Scene Recognition for Visually-Impaired People’s Navigation Assistance Based on Vision Transformer with Dual Multiscale Attention
Abstract
Notable progress was achieved by recent technologies. As the main goal of technology is to make daily life easier, we will investigate the development of an intelligent system for the assistance of impaired people in their navigation. For visually impaired people, navigating is a very complex task that requires assistance. To reduce the complexity of this task, it is preferred to provide information that allows the understanding of surrounding spaces. Particularly, recognizing indoor scenes such as a room, supermarket, or office provides a valuable guide to the visually impaired person to understand the surrounding environment.
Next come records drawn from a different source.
PR #2434, opened 2026-04-28
refactor the bm vllm server start wait logic

yiw-wang:
Refactor the vllm server startup waiting logic.

This change aims to increase the waiting time for large model like Qwen/Qwen3.5-397B which may need more than 60 mins for turnup. And also directly exit with status 1 if the server cannot be turn up within the MAX_WAIT_SECONDS. During the test, we found out the later steps may fetch and pass dirty(e.g. 0ms) metrics to the Spanner DB if the vllm_bench_serve starts but the server is not up.

b/505124705

# Tests

[First Revision] - https://buildkite.com/tpu-commons/tpu-inference-benchmark/builds/211/canvas

[Second Revision] - https://buildkite.com/tpu-commons/tpu-inference-benchmark/builds/212/canvas

# Checklist

### DIFF
--- a/.buildkite/benchmark/scripts/run_bm.sh
+++ b/.buildkite/benchmark/scripts/run_bm.sh
@@ -237,21 +237,61 @@ if ! kill -0 "$VLLM_PID" 2>/dev/null; then
     exit 1
 fi
 
-echo "wait for 60 minutes.."
-echo
-for _ in {1..360}; do
-    if grep -Fq "raise RuntimeError" "$VLLM_LOG"; then
-        echo "Detected RuntimeError, exiting."
-        cat "$VLLM_LOG"
+# ---------------------------------------------------------
+# Server startup wait logic
+# ---------------------------------------------------------
+SERVER_WAIT_MINS=${SERVER_WAIT_MINS:-60}
+
+MAX_WAIT_SECONDS=$((SERVER_WAIT_MINS * 60))
+WAIT_START_TIME=$(date +%s)
+ELAPSED=0
+
+echo "Waiting up to ${SERVER_WAIT_MINS} minutes for server to start (PID: ${VLLM_PID})..."
+
+# Initial state set to not started
+SERVER_STARTED="false"
+
+# Loop continues as long as elapsed time is within the maximum allowed
+while (( ELAPSED <= MAX_WAIT_SECONDS )); do
+    
+    # 1. [Fail-Fast Check] Ask the OS if the process is still alive
+    if ! kill -0 "$VLLM_PID" 2>/dev/null; then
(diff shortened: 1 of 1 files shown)


.buildkite/benchmark/scripts/run_bm.sh
```diff
@@ -237,22 +237,67 @@ if ! kill -0 "$VLLM_PID" 2>/dev/null; then
...
-echo
-for _ in {1..360}; do
+# ---------------------------------------------------------
+# Server startup wait logic
+# ---------------------------------------------------------
+WAIT_MINS=60
+
+# Dynamically extend timeout for giant model like Qwen/Qwen3.5-397B 
+if [[ "$MODEL" == "Qwen/Qwen3.5-397B"* ]]; then
+    WAIT_MINS=120
```
QiliangCui: is it ok to make this WAIT_MINS a env variable and pass in from the benchmark's json config?

.buildkite/benchmark/scripts/run_bm.sh
```diff
@@ -237,22 +237,67 @@ if ! kill -0 "$VLLM_PID" 2>/dev/null; then
...
+    
+    # 1. Check for success flag: Application startup complete
+    if grep -Fq "Application startup complete" "$VLLM_LOG"; then
+        echo "Application started successfully."
+        SERVER_STARTED="true"
+        break
+    fi
+
+    # 2. Check for failure flag: RuntimeError
     if grep -Fq "raise RuntimeError" "$VLLM_LOG"; then
```
QiliangCui: can we use this logic for the wait?

https://github.com/QiliangCui/bm-infra/blob/main/scripts/agent/run_bm.sh#L116-L129

the logic like

```
# Check if vllm process has exited (crashed for any reason)
    if ! kill -0 $VLLM_PID 2>/dev/null; then
        echo "vllm process (PID=$VLLM_PID) has exited unexpectedly. Last 20 lines of vllm log:"
        tail -20 "$VLLM_LOG"
        exit 1
```

It is better than trying to guess the "runtime error".

QiliangCui (changes requested):

.buildkite/benchmark/scripts/run_bm.sh
yiw-wang: this is really a good suggestion, as sometime the long turnup time is not really caused by the model size but also caused by the arguments which may cause the JAX complication time increased. Done

.buildkite/benchmark/scripts/run_bm.sh
yiw-wang: Definitely better than the original error detection logic, also encountered non RuntimeError exceptions during the test which caused the main process wait till the end of WAIT_TIME. Done

QiliangCui (approved):

PR #2450, opened 2026-04-29
Added a KV length threshold to xprof capture trigger and use it for DSv3 multihost decode

m-liu:
# Description

- Added a KV length threshold criteria to xprof capture trigger.
- Added xprof scripts for DSv3 multihost to capture decode only batches where KV context length is 1K and 9K for all requests in batch. 

We use sequence length of 1 / 9K (prefill input seq length of 1) ensure batches will be all decode tokens executing in lockstep of increasing KV seq lengths.


scripts/multihost/benchmarks/torchax/xprof/xprof_deepseek_v3_decode_9k_context_random_routing.sh
```diff
@@ -0,0 +1,40 @@
...
+  --additional-config '{"compilation_sizes": [2560], "sharding": {"sharding_strategy": {"enable_dp_attention": true}}}' \
+  --disable-shared-experts-stream "0" \
+  --generation-config "gs://gpolovets-inference/deepseek/generation_configs/DeepSeek-R1" \
+  --vllm-mla-disable "0" \
+  --moe-requantize-block-size "512" \
+  --moe-requantize-weight-dtype "fp4" \
+  --moe-all-gather-activation-dtype "fp8" \
+  --force-moe-random-routing "1" \
+  --phased-profiling-dir "gs://tpu-commons-ci/xprof/deepseek-r1/torchax/decoode-9k-context-random-routing" \
+  --phased-profiler-decode-only-kv-len-threshold 9100 \
```
gxd3, line 39: nit: at the end of the benchmark, the completed requests are removed from the batch (some requests are slightly ahead of other, due to being prefilled earlier by uLLM), perhaps set this to ~8500 so that we still have a full batch?

gxd3 (approved):

scripts/multihost/benchmarks/torchax/xprof/xprof_deepseek_v3_decode_9k_context_random_routing.sh
gxd3: oh, just realize that you set prefill length to be 1, all requests should mostly at the same length then.

tpu_inference/runner/utils.py
```diff
@@ -383,6 +395,16 @@ def _start_profiling(self, batch_composition_stats: dict) -> None:
                     self.decode_steps_skipped, self.num_decode_steps_to_skip)
                 break
 
+            # Skip decode-only steps until min KV len exceeds threshold
+            if phase == InferencePhase.DECODE_ONLY and \
+                    self.decode_kv_len_threshold >= 0:
+                min_kv_len = batch_composition_stats.get("min_kv_len", 0)
+                if min_kv_len <= self.decode_kv_len_threshold:
```
gpolovets1: nit: Why not use `min_kv_len < ...`?
Otherwise the flag implies all requests need to be greater than this threshold which is a little bit misleading.

gpolovets1 (approved):

PR #2457, opened 2026-04-30
[Kernel] Add sparse MLA attention Pallas kernel (per-query top-k)

NotDevinLe:
# Description

* Add sparse MLA attention Pallas kernel under `tpu_inference/kernels/sparse_mla/v1/`. Does MLA attention restricted to a per-query top-k subset of KV positions, given a `topk_indices: i32[num_tokens, topk]` index list with -1 sentinel for unused slots. KV cache layout, paging, and FlashAttention-2 online softmax are identical to the existing dense MLA kernel.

In this paper, we proposed an indoor scene recognition system based on recent deep learning techniques. Vision transformer (ViT) is a recent deep learning technique that has achieved high performance on image classification. So, it was deployed for indoor scene recognition. To achieve better performance and to reduce the computation complexity, we proposed dual multiscale attention to collect features at different scales for better representation. The main idea was to process small patches and large patches separately and a fusion technique was proposed to combine the features. The proposed fusion technique requires linear time for memory and computation compared to existing techniques that require quadratic time. To prove the efficiency of the proposed technique, extensive experiments were performed on a public dataset which is the MIT67 dataset. The achieved results demonstrated the superiority of the proposed technique compared to the state-of-the-art. Further, the proposed indoor scene recognition system is suitable for implementation on mobile devices with fewer parameters and FLOPs.